Stored items:

::::::::::

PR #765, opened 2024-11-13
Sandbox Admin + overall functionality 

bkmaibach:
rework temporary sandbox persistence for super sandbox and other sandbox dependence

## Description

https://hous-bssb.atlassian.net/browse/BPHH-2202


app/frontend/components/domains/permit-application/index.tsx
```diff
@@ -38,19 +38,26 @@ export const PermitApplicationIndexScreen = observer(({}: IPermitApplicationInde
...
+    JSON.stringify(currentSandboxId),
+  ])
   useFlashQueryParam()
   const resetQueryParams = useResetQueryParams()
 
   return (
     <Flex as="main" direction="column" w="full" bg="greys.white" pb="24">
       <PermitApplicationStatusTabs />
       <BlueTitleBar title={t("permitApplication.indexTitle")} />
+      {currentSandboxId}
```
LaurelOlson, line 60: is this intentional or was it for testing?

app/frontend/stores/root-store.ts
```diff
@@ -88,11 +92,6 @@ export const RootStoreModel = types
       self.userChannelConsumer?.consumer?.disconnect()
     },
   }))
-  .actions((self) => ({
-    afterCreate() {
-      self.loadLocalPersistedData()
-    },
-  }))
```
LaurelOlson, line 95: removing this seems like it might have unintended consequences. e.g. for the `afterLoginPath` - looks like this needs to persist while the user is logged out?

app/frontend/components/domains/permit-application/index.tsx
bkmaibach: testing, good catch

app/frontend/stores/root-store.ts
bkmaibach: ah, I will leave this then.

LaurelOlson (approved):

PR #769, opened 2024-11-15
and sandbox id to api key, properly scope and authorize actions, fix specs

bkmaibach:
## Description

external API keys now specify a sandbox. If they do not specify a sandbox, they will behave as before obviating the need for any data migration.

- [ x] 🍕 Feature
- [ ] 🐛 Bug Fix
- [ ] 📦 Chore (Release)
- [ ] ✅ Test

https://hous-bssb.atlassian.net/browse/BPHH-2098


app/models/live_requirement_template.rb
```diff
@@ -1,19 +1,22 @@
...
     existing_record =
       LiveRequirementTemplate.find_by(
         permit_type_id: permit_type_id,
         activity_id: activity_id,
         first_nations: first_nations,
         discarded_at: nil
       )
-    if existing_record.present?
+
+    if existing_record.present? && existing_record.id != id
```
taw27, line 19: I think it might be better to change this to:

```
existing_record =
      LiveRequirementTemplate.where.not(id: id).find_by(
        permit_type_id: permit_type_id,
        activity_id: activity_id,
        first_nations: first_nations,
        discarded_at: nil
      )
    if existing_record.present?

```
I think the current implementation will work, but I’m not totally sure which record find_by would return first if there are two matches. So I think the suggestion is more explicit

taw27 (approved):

::::::::::

**What you are asked to do**
Within the records, filter for lines that contain the word "LiveRequirementTemplate" and show each one.

**Output for this exercise**
       LiveRequirementTemplate.find_by(
      LiveRequirementTemplate.where.not(id: id).find_by(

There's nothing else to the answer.